Но верно как раз противоположное: где нет ревности, нет и любви. Если человек считает, что избежал ревности, он возводит тюрьму. И этому ни в малейшей степени не поможет то, что тюрьма выдается за детский сад. Тогда отменяется высшее призвание языка, поскольку именно язык объявляет войну и объясняется в любви.
Принадлежать исключительно кому-то одному часто бывает по-настоящему ужасным. Но, несмотря на это, здесь - исток всего великого. Дух существует, вернее, происходит и возникает из понимания, что «никто другой этого не хочет, а я - единственный человек в мире, которого это заботит, а это - единственный ребенок в мире». Кому бы ни был присущ этот дух исключительности по отношению к другому существу, он обладает тем грамматическим качеством, которого нет ни у кого другого и которое незаменимо. Мышление, основанное на гражданском праве, к сожалению, изгнало это качество из сознания, но мы все живем им. Это грамматическое качество, дающее способность и право отдавать приказания. Юриспруденция выдает офицера за простого служащего (75). Но ни один служащий не может мне приказать поставить на карту мою жизнь в бою. Специалист по государственному праву не заметил этого небольшого различия между офицером и служащим. Оно наводит меня на размышления. Между командиром взвода и его подчиненными, очевидно, течет связующий их поток исключительности, благодаря которому они образуют некое единое тело и благодаря которому обретает смысл, например, то, что мы говорим о капитане так, словно он является говорящей головой, а его подчиненные - членами тела, которым он может безоговорочно отдавать приказания.
В доме для сирот распоряжение идти спать может быть отдано 160 детям. И опекун может распорядиться относительно того, в какую церковь должен ходить его питомец. Но в обоих случаях эти распоряжения являются производными изначальной родительской власти и родительских полномочий, поскольку мы предполагаем, что родители отделяют весь остальной мир как нечто второстепенное от тех, кому они отдают приказания, - от своих детей. Мы позволяем родителям распоряжаться по их усмотрению лишь потому, что у этих родителей дети, как правило, стоят на первом месте. И точно так же, у хорошего офицера его подчиненные стоят на первом месте, впереди всех остальных. Таким образом, открытое нами грамматическое качество - это не известная учебникам по языку предпосылка всего силового поля приказаний и послушания. Это силовое поле способно образоваться лишь тогда, когда слушающий может полагаться на то, что говорящий действительно думает только о нем, слушающем. Возможно, здесь можно говорить о vocativus exclusivus (76). Любая супружеская пара свидетельствует о нем.
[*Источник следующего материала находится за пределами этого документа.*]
PR #451, opened 2020-09-15
Add qchem vibronic transition operation

soranjh:
This PR adds the function `VibronicTransition` to the `apps.qchem.vibronic` module. This function generates a custom ``sf`` operation for applying the Doktorov operator on a given state.


strawberryfields/apps/qchem/vibronic.py
```diff
@@ -48,7 +48,9 @@
 displacement vector and Duschinsky matrix, to the required GBS parameters. Additionally, this
 function computes two-mode squeezing parameters :math:`t`, from the molecule's temperature, which
 are required by the GBS algorithm to compute vibronic spectra for molecules at finite temperature.
-The :func:`sample` function then takes the computed GBS parameters and generates samples.
+The :func:`sample` function then takes the computed GBS parameters and generates samples. The
```
trbromley, line 51: Maybe we could add a few words to flow from the previous sentence? E.g.,
```rst
Alternatively, the :func:`~.VibronicTransition` function returns a custom ``sf`` operation for application of the
Doktorov operator within the conventional :class:`~.Program` interface, allowing for greater freedom on the 
choice of input state and any subsequent quantum operations.
```

strawberryfields/apps/qchem/vibronic.py
```diff
@@ -138,6 +140,55 @@ def energies(samples: list, w: np.ndarray, wp: np.ndarray) -> Union[list, float]
     return [np.dot(s[: len(s) // 2], wp) - np.dot(s[len(s) // 2 :], w) for s in samples]
 
 
+def VibronicTransition(modes: int):
```
trbromley, line 143: Will we also be changing the `evolution()` function to caps?

strawberryfields/apps/qchem/vibronic.py
```diff
@@ -207,15 +258,9 @@ def sample(
             for i in range(n_modes):
                 sf.ops.S2gate(t[i]) | (q[i], q[i + n_modes])
 
-        sf.ops.Interferometer(U1) | q[:n_modes]
-
-        for i in range(n_modes):
-            sf.ops.Sgate(r[i]) | q[i]
+        op = VibronicTransition(len(q))
```
trbromley, line 261: I think it's ok (since also tests pass), but I was wondering if it's bad practice to do this within the context statement.

trbromley (approved):
Thanks @soranjh, looks great!

strawberryfields/apps/qchem/vibronic.py
```diff
@@ -138,6 +140,55 @@ def energies(samples: list, w: np.ndarray, wp: np.ndarray) -> Union[list, float]
...
+    - U2 (array): unitary matrix for the second interferometer
+    - alpha (array): displacement parameters
+
+    **Example usage:**
+
+    >>> modes = 2
+    >>> transform =  VibronicTransition(modes)
+    >>> p = sf.Program(modes)
+    >>> with p.context as q:
+    >>>     transform(U1, r, U2, alpha) | q
```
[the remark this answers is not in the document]
ixfoduap: I'm not currently sure how exactly to make this happen :thinking:

tests/apps/qchem/test_vibronic.py
```diff
@@ -232,3 +232,47 @@ def test_sample_integration(p, integration_sample_number):
...
+            [2.26762512e-06, 2.68454082e-05, 1.52080070e-04, 5.56423985e-04],
+            [2.80701727e-06, 2.52203270e-05, 1.14702166e-04, 3.51760396e-04],
+            [1.14518212e-07, 1.37859685e-06, 7.96673530e-06, 2.98259165e-05],
+        ]
+    )
+
+    p1 = [U1, r, U2, alpha, prob]
+
+    @pytest.mark.parametrize("params", [p1])
+    def test_operation(self, params):
```
ixfoduap, line 260: This is just one test and I'm not sure it's enough. Could there be some potential errors we are not catching here? :thinking:

strawberryfields/apps/qchem/vibronic.py
soranjh: Yes, there will be a PR for adding `TimeEvolution` function. We can discuss this further in the next PR.

strawberryfields/apps/qchem/vibronic.py
```diff
@@ -138,6 +140,55 @@ def energies(samples: list, w: np.ndarray, wp: np.ndarray) -> Union[list, float]
     return [np.dot(s[: len(s) // 2], wp) - np.dot(s[len(s) // 2 :], w) for s in samples]
 
 
+def VibronicTransition(modes: int):
+    r"""Generates a custom ``sf`` operation for applying the Doktorov operator
```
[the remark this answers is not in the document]
soranjh: We initially used "custom ``sf`` operation" to emphasise that the function uses the format in `sf.utils.operation`.

strawberryfields/apps/qchem/vibronic.py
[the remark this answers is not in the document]
soranjh: Not sure either.

strawberryfields/apps/qchem/vibronic.py
soranjh: I brought `op = VibronicTransition(n_modes)` out of the context statement.

tests/apps/qchem/test_vibronic.py
soranjh: We can test the length of the input parameters. In terms of the accuracy of the operations, I think the current test is pretty strong.

strawberryfields/apps/qchem/vibronic.py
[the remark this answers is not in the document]
trbromley: Nice idea!

I think this may work:
```python
def VibronicTransition(U1, r, U2, alpha):
    
    modes = len(U1)
    
    @operation(modes)
    def op(q):

        n_modes = len(alpha)

        sf.ops.Interferometer(U1) | q

        for i in range(n_modes):
            sf.ops.Sgate(r[i]) | q[i]

        sf.ops.Interferometer(U2) | q

        for i in range(n_modes):
            sf.ops.Dgate(np.abs(alpha[i]), np.angle(alpha[i])) | q[i]
    
    return op()
```
Alternatively, we could inherit from `Operation` or maybe `Decomposition` and define the `VibronicTransition` class like other SF gates, although the above looks easier.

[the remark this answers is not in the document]
soranjh: Yes, it works. Thanks Tom.

tests/apps/qchem/test_vibronic.py
agran2018: A very naive question.
If you swap the matrices U1 and U2 entering the interferometer operations, would the resulting probabilities be different?

agran2018 (commented):
Thanks @soranjh. Just left one question on the unit test.
Another question, why not to call this function ``Doktorov``?. I noticed in the test that there are two "vibronic" prefixes `` vibronic.VibronicTransition(U1, r, U2, alpha) | q``.

strawberryfields/apps/qchem/vibronic.py
```diff
@@ -49,6 +49,9 @@
 function computes two-mode squeezing parameters :math:`t`, from the molecule's temperature, which
 are required by the GBS algorithm to compute vibronic spectra for molecules at finite temperature.
 The :func:`sample` function then takes the computed GBS parameters and generates samples.
+The :func:`~.VibronicTransition` function returns a custom ``sf`` operation for application of the
+Doktorov operator within the conventional :class:`~.Program` interface, allowing for greater freedom
+on the choice of input state and any subsequent quantum operations.
```
trbromley, line 54:
```suggestion
The :func:`~.VibronicTransition` function is an ``sf`` operation that can be used within the
conventional :class:`~.Program` interface for application of the Doktorov operator, allowing for
greater freedom on the choice of input state and any subsequent quantum operations.
```
Sorry for the second revision :laughing:

strawberryfields/apps/qchem/vibronic.py
```diff
@@ -138,6 +141,51 @@ def energies(samples: list, w: np.ndarray, wp: np.ndarray) -> Union[list, float]
     return [np.dot(s[: len(s) // 2], wp) - np.dot(s[len(s) // 2 :], w) for s in samples]
 
 
+def VibronicTransition(U1: np.ndarray, r: np.ndarray, U2: np.ndarray, alpha: np.ndarray):
+    r"""Generates a custom ``sf`` operation for applying the Doktorov operator
```
trbromley, line 145:
```suggestion
    r"""An ``sf`` operation for applying the Doktorov operator
```

strawberryfields/apps/qchem/vibronic.py
```diff
@@ -138,6 +141,51 @@ def energies(samples: list, w: np.ndarray, wp: np.ndarray) -> Union[list, float]
...
+    :math:`\hat{U}_{\text{Dok}} = \hat{D}({\alpha}) \hat{R}(U_2) \hat{S}({r}) \hat{R}(U_1)` on a
+    given state.
+
+    The custom operation returned by this function can be used as part of a
+    Strawberry Fields :class:`~.Program` just like any other operation from the :mod:`~.ops` module.
+
```
trbromley, line 151:
```suggestion

```

tests/apps/qchem/test_vibronic.py
```diff
@@ -232,3 +232,45 @@ def test_sample_integration(p, integration_sample_number):
...
+
+        U1, r, U2, alpha, prob = params
+
+        eng = sf.LocalEngine(backend="gaussian")
+
+        gbs = sf.Program(len(U1))
+
+        with gbs.context as q:
+
+            vibronic.VibronicTransition(U1, r, U2, alpha) | q
```
trbromley, line 272: Any negatives of this approach? I can't think of any.

soranjh: Seems to be working fine.

tests/apps/qchem/test_vibronic.py
soranjh: Yes. The order of the operations is important.

soranjh:
> Thanks @soranjh. Just left one question on the unit test.
> Another question, why not to call this function `Doktorov`?. I noticed in the test that there are two "vibronic" prefixes ` vibronic.VibronicTransition(U1, r, U2, alpha) | q`.

We also thought of `Doktorov` and it is still an option.  The idea is to name the operators in a similar way to the existing [sf.ops](https://strawberryfields.readthedocs.io/en/stable/code/sf_ops.html) operators, e.g., MeasureFock. We will make all the operations available as `qchem.OperatorName` in the future.

tests/apps/qchem/test_vibronic.py
ixfoduap: I think we may want to add a test that checks that the operations are added in the right order, like we did before with other functions. And together with this test, it should be enough

strawberryfields/apps/qchem/vibronic.py
```diff
@@ -138,6 +141,42 @@ def energies(samples: list, w: np.ndarray, wp: np.ndarray) -> Union[list, float]
     return [np.dot(s[: len(s) // 2], wp) - np.dot(s[len(s) // 2 :], w) for s in samples]
 
 
+def VibronicTransition(U1: np.ndarray, r: np.ndarray, U2: np.ndarray, alpha: np.ndarray):
+    r"""An ``sf`` operation for applying the Doktorov operator
```
ixfoduap, line 145: I am not a big fan of saying " an `sf` operation", it just doesn't read well. Can we just say "An operation for..." ?

strawberryfields/apps/qchem/vibronic.py
```diff
@@ -138,6 +141,42 @@ def energies(samples: list, w: np.ndarray, wp: np.ndarray) -> Union[list, float]
...
+    :math:`\hat{U}_{\text{Dok}} = \hat{D}({\alpha}) \hat{R}(U_2) \hat{S}({r}) \hat{R}(U_1)` on a
+    given state.
```
ixfoduap, line 147: Maybe worth adding a sentence explaining the connection between Doktorov and VibronicTransition, e.g. "The Doktorov operator describes the transformation of the vibrational modes of a molecule when it undergoes a transition from an initial to a final electronic state"

tests/apps/qchem/test_vibronic.py
ixfoduap: I really think this is best. In practice, I would prefer to use 
``` pythn3
from strawberryfields.qchem.vibronic import VibtronicTransition
```
but we don't need to do that in a test

ixfoduap (approved):
Should be good to go! I just left a couple of suggestions regarding the docstring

Мне кажется, что в наши дни роль звательного падежа понята столь же мало, как и повелительного наклонения. Немногие обращают внимание на то, что в языках имеются особые виды повелительного наклонения. Такие образования, как Ганс, Фриц, Курт, мы обычно называем уменьшительными именами, ласкательными именами, шутливыми именами. Не вызвано ли это, однако, лишь тем, что грамматики стремятся представить первый падеж, звательный, как восклицание? Если это все-таки восклицание, то нельзя недооценивать его формообразующую силу в именах. Звательный падеж - это не языковая роскошь. Конечно, если исходить из не способных говорить вещей и из того, что люди - факт природы, то время возникновения языка выпадает из поля зрения. Ведь имя «незабудка» все же должно было напоминать нам обо всем звучащем мироздании, в котором никто не мог говорить о предмете, вещи или человеке, если прежде он не обращался с речью к этой вещи, этому предмету, этому человеку. Однако лингвисты исходят из некоей коллекции слов и начинают с adversativ'a, некоего противительного падежа, т.е. такой речи, когда мы говорим о творении за его спиной. И эту могильную плиту лингвисты называют обычной формой «именительного падежа». Тот, для кого универсум состоит из «противительных падежей», должен превратить его в атомные бомбы. Ибо противостоящее мне, противительное, предмет, я воспринимаю в качестве чего-то угрожающего до тех пор, пока не смогу орудовать им по своему усмотрению.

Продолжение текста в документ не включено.